● **Problem description**
Among the entries, find the lines with the string "blockers" and report them.

Dataset entries:
....

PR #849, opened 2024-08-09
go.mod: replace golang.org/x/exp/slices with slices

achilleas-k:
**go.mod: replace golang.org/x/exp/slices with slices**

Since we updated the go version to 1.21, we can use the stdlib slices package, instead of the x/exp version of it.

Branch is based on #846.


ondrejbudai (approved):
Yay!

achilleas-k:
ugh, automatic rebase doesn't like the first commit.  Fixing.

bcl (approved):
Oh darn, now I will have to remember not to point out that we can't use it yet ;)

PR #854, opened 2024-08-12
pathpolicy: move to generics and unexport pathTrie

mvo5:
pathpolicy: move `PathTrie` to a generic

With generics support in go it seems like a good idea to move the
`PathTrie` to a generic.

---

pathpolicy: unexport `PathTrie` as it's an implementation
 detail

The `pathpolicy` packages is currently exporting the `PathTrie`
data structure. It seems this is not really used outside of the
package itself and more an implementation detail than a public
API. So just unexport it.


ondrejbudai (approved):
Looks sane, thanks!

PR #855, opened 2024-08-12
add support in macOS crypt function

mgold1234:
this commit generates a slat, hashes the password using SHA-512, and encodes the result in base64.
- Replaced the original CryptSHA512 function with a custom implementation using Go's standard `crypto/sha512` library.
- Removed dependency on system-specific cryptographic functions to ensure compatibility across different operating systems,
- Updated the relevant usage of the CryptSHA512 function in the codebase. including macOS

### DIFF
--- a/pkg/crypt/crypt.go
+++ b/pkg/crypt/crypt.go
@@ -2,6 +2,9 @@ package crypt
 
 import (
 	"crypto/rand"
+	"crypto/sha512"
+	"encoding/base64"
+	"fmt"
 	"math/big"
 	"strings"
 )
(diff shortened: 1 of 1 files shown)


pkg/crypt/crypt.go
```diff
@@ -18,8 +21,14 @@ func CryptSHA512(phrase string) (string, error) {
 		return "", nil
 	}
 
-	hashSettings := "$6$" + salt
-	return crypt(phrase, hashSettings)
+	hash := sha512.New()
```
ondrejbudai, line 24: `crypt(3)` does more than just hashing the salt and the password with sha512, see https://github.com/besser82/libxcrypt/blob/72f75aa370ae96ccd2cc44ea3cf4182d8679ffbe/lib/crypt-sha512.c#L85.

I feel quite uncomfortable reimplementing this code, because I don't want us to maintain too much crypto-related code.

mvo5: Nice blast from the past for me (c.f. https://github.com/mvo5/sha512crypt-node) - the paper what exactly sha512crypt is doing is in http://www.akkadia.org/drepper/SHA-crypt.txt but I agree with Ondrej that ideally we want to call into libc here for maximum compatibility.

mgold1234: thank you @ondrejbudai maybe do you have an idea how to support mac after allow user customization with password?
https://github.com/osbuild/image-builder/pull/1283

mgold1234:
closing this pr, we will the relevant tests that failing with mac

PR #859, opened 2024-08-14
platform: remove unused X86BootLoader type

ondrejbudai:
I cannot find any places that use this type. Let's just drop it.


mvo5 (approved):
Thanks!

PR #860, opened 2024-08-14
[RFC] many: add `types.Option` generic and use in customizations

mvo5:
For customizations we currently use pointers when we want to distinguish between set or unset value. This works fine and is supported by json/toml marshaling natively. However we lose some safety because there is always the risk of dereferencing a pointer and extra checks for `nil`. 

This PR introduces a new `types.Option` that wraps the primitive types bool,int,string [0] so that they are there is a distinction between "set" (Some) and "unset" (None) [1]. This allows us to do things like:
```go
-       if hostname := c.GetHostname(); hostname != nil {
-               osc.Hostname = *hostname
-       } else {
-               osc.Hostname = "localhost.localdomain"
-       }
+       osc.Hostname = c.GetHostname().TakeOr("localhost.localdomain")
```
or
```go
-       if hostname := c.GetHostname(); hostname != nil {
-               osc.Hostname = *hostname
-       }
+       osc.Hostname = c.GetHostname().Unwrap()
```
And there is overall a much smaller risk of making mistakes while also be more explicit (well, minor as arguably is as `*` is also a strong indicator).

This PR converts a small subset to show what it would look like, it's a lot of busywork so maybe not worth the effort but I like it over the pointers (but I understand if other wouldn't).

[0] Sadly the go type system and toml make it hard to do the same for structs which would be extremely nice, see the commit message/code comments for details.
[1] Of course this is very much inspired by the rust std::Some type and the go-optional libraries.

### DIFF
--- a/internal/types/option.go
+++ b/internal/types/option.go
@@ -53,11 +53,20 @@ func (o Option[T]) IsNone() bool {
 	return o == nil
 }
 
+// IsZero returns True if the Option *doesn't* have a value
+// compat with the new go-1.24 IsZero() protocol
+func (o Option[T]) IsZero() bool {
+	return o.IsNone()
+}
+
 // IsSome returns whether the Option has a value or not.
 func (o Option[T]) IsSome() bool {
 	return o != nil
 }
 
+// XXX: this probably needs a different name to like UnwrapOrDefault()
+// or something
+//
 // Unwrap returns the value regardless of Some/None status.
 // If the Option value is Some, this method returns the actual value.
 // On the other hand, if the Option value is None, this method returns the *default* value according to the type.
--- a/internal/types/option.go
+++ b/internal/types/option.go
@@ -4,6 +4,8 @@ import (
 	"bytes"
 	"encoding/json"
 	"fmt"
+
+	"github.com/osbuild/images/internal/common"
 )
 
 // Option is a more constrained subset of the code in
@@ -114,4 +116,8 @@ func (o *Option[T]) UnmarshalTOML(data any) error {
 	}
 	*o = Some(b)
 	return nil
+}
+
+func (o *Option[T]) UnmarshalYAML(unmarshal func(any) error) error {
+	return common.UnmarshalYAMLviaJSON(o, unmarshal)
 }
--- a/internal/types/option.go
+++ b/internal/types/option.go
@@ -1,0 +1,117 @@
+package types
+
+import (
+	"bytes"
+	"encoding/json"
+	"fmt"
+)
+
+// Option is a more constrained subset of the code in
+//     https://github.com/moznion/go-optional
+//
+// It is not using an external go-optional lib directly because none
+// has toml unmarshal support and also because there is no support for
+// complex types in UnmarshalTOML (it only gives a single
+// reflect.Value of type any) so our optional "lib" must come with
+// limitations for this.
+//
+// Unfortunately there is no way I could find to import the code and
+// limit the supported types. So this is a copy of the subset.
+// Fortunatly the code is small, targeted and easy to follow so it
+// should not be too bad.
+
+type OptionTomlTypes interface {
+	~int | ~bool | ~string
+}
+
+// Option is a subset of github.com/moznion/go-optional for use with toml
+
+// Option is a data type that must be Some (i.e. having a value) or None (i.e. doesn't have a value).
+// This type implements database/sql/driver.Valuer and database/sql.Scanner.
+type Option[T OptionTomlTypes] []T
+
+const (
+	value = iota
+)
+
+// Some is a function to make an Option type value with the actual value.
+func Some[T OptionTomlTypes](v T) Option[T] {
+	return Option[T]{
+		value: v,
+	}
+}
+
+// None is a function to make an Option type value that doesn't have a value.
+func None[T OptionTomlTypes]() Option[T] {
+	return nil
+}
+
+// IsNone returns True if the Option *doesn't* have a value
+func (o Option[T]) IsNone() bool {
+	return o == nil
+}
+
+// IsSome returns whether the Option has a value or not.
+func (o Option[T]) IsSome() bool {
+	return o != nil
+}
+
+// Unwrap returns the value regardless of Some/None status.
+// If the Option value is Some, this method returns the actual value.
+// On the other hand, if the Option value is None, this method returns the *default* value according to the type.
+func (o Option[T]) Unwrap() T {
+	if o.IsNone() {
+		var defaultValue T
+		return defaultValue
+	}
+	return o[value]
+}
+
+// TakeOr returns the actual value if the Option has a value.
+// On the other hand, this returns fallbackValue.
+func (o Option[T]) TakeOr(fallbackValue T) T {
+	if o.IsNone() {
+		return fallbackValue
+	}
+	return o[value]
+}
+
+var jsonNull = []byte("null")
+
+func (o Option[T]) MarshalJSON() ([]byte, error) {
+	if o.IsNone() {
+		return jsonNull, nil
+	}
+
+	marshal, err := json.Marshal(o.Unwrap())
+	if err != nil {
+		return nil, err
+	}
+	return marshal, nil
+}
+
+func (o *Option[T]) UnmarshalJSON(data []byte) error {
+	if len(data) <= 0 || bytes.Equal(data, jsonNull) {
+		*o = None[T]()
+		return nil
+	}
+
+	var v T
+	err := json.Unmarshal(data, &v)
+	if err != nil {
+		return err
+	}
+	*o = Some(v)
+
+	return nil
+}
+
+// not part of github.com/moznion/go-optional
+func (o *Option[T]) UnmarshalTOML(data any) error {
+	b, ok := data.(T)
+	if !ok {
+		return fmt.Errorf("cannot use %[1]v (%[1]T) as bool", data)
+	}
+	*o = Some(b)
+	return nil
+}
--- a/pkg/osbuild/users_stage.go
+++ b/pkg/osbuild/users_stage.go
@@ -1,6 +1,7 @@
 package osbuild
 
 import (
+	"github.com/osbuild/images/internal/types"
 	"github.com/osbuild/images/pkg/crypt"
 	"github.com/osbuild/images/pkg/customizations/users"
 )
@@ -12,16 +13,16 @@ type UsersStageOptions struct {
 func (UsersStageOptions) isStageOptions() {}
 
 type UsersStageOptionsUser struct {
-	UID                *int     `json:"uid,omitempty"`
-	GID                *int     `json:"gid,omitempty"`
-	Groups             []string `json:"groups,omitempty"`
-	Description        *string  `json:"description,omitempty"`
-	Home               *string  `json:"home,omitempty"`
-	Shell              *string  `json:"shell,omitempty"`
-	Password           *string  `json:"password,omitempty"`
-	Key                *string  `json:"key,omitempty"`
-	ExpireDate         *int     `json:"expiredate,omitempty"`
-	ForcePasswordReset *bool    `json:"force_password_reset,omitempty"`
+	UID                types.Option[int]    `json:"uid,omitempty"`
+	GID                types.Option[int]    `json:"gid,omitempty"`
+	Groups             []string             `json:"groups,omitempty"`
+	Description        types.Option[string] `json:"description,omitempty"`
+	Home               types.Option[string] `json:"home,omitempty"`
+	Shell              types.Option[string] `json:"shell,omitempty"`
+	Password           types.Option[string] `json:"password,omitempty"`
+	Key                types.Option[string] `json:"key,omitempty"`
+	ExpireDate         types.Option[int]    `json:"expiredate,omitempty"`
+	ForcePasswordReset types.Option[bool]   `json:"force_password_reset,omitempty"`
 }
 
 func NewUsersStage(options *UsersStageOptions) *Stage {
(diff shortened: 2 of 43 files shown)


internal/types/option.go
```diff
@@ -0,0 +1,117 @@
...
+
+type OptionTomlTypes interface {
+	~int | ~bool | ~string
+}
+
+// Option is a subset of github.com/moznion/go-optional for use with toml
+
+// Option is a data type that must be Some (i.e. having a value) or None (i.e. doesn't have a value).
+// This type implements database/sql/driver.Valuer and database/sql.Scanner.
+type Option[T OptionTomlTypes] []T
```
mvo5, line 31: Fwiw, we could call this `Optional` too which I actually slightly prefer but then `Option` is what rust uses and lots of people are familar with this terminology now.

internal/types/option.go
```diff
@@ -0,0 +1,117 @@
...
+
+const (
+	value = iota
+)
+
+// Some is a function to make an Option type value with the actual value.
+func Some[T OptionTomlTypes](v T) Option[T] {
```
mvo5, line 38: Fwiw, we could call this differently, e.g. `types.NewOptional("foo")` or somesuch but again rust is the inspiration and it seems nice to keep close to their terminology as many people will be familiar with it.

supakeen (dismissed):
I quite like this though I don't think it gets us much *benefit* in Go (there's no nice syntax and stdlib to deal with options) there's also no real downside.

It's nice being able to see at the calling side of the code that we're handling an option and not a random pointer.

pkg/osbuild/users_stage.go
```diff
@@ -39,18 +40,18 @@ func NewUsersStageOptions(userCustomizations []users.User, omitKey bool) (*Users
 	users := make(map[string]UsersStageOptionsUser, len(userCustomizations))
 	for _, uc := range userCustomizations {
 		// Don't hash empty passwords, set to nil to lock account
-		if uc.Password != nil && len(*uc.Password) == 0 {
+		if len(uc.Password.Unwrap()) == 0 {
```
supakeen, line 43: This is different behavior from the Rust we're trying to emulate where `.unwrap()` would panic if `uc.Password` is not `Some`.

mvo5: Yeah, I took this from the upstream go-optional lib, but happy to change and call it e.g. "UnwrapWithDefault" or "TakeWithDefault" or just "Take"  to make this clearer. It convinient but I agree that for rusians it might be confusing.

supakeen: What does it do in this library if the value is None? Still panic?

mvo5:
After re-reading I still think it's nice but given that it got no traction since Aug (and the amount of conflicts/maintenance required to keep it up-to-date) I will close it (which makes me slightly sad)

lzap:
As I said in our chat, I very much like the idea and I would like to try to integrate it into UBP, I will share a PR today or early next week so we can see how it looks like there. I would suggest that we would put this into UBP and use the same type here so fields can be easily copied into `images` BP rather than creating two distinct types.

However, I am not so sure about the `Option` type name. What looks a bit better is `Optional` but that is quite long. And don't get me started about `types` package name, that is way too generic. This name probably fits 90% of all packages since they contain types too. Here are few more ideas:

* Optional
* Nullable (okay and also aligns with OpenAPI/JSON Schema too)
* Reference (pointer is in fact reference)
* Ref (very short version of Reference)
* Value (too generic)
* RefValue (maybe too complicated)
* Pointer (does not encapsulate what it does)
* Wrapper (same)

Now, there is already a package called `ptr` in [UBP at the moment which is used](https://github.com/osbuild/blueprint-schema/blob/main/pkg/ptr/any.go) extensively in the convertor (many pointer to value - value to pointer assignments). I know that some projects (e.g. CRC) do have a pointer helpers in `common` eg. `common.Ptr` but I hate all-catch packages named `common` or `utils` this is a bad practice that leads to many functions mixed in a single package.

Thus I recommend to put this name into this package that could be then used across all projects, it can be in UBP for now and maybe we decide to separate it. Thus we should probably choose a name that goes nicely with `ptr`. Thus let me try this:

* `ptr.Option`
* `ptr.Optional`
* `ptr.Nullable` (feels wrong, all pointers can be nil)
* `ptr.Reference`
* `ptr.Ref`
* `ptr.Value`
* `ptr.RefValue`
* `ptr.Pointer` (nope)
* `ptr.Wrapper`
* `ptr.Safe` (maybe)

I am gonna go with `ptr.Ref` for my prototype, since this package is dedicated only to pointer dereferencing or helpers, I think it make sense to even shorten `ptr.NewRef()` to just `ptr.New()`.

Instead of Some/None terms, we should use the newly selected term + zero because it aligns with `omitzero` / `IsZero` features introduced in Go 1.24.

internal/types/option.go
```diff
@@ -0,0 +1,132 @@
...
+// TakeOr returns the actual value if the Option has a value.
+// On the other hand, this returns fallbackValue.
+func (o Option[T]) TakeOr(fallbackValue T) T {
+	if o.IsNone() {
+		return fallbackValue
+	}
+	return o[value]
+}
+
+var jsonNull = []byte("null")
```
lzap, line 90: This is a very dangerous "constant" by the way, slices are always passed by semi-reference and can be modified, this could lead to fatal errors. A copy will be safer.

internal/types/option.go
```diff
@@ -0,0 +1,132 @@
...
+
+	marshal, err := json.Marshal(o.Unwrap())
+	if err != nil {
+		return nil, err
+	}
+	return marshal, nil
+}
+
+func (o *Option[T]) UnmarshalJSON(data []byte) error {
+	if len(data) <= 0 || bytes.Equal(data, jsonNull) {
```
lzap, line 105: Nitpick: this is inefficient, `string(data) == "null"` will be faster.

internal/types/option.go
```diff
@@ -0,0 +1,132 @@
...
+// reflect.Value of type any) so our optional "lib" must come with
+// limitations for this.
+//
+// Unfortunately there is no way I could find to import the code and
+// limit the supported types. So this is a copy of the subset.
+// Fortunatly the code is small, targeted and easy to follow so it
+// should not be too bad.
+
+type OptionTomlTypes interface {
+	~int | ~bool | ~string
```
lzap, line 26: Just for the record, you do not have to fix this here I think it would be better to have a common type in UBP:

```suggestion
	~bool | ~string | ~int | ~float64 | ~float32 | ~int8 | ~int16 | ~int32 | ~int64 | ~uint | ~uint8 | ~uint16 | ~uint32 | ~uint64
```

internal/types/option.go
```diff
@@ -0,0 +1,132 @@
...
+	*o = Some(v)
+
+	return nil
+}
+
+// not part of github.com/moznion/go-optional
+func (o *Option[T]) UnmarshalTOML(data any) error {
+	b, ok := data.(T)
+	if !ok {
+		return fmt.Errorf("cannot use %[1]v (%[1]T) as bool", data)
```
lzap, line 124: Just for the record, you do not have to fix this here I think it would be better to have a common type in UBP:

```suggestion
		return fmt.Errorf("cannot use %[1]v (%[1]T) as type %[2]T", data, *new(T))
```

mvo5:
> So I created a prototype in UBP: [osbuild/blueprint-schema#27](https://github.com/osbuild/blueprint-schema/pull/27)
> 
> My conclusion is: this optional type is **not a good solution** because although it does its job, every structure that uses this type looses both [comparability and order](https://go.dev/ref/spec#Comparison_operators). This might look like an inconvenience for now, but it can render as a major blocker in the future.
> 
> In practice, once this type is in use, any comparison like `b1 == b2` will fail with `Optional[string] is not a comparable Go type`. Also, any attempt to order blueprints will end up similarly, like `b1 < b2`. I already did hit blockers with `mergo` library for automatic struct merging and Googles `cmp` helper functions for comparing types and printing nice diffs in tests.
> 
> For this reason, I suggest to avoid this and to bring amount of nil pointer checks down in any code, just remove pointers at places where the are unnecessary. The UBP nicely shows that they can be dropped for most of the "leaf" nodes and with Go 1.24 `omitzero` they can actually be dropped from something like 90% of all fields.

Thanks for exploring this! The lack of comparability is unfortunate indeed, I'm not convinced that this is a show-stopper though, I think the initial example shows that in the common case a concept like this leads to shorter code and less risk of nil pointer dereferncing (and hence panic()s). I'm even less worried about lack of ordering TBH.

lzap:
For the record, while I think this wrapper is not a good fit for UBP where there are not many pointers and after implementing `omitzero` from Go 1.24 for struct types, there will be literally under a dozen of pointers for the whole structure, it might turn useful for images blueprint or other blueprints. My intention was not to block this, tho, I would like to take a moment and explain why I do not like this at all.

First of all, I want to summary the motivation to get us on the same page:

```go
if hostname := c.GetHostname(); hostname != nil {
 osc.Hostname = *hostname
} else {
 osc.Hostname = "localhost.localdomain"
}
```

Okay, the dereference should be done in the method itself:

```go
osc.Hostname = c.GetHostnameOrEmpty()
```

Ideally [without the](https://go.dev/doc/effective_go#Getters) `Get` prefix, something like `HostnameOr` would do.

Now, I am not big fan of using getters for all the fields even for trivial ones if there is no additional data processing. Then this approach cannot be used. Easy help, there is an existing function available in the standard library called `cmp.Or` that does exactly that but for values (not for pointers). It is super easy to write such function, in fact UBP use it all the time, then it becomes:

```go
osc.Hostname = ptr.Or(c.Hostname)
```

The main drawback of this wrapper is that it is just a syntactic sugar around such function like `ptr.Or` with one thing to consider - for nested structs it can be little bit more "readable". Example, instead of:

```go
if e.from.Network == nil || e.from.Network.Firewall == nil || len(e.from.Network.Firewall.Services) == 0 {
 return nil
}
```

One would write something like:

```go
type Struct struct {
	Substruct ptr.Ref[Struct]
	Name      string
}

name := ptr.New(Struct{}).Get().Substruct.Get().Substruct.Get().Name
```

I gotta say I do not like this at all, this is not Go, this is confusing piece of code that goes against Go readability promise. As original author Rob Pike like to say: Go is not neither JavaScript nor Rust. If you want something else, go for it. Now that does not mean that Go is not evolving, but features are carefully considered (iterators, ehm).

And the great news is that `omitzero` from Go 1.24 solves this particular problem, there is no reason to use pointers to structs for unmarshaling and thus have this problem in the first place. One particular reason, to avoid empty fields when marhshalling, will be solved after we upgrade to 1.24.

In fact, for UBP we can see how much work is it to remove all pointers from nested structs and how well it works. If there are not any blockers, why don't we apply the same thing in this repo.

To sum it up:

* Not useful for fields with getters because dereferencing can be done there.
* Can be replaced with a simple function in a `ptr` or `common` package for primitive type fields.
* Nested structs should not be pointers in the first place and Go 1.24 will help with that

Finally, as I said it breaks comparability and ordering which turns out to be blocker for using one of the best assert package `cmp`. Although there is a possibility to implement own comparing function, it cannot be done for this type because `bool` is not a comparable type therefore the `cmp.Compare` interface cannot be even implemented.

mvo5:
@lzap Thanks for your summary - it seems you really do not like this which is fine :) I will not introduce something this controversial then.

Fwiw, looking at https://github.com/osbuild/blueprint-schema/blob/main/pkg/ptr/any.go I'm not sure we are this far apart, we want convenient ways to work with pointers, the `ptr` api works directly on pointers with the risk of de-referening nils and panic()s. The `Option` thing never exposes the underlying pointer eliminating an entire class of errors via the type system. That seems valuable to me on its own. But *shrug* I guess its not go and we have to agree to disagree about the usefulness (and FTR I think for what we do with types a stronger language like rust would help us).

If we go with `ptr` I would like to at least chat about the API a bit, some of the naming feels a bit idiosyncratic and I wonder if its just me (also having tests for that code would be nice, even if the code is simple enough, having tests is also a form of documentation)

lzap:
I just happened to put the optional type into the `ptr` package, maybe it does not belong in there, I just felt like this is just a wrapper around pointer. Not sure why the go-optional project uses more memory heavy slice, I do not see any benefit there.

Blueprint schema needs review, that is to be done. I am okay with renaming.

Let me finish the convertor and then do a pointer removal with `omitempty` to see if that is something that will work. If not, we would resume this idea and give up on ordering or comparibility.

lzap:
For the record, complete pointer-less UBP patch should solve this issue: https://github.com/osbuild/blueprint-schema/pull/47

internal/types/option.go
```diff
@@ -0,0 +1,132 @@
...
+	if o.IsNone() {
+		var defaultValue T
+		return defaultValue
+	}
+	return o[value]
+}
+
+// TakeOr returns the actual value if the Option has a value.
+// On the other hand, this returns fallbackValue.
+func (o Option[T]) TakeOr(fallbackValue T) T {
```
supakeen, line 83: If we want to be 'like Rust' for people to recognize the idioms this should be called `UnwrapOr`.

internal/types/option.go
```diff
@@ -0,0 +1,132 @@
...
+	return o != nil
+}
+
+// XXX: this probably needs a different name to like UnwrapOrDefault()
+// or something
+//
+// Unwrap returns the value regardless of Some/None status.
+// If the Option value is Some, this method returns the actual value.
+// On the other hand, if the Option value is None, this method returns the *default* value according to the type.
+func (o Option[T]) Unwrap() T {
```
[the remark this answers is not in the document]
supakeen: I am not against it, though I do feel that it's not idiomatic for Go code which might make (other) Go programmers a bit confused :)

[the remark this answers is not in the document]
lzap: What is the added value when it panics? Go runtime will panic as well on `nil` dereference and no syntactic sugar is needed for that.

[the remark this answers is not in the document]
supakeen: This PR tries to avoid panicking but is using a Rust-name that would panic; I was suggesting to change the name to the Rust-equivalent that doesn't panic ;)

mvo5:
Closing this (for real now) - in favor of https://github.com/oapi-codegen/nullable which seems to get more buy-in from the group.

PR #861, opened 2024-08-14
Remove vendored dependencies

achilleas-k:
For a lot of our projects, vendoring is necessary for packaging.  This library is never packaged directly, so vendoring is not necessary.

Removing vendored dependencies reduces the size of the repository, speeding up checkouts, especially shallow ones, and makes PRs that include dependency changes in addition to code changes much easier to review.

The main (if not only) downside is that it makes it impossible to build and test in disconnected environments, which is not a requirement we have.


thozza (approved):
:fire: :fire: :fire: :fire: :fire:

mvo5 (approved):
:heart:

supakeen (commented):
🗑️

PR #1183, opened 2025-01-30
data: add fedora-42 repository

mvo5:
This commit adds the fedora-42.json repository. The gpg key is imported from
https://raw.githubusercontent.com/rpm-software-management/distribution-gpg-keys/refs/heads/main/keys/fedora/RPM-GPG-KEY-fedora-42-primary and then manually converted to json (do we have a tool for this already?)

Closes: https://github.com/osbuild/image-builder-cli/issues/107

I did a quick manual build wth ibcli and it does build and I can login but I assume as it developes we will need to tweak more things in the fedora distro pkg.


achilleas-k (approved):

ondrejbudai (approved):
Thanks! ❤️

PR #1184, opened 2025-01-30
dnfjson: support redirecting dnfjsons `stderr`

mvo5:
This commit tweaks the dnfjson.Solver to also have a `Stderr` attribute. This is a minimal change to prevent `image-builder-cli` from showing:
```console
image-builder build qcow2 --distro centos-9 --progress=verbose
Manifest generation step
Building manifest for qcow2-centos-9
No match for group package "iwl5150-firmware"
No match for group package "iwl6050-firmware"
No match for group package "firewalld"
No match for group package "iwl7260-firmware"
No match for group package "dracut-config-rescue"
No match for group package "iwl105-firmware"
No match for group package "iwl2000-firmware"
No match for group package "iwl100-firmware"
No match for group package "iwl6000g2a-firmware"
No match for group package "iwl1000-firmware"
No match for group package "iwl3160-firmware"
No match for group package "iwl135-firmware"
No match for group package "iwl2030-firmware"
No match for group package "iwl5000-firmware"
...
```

....

● **Written solution**
> In practice, once this type is in use, any comparison like `b1 == b2` will fail with `Optional[string] is not a comparable Go type`. Also, any attempt to order blueprints will end up similarly, like `b1 < b2`. I already did hit blockers with `mergo` library for automatic struct merging and Googles `cmp` helper functions for comparing types and printing nice diffs in tests.
In fact, for UBP we can see how much work is it to remove all pointers from nested structs and how well it works. If there are not any blockers, why don't we apply the same thing in this repo.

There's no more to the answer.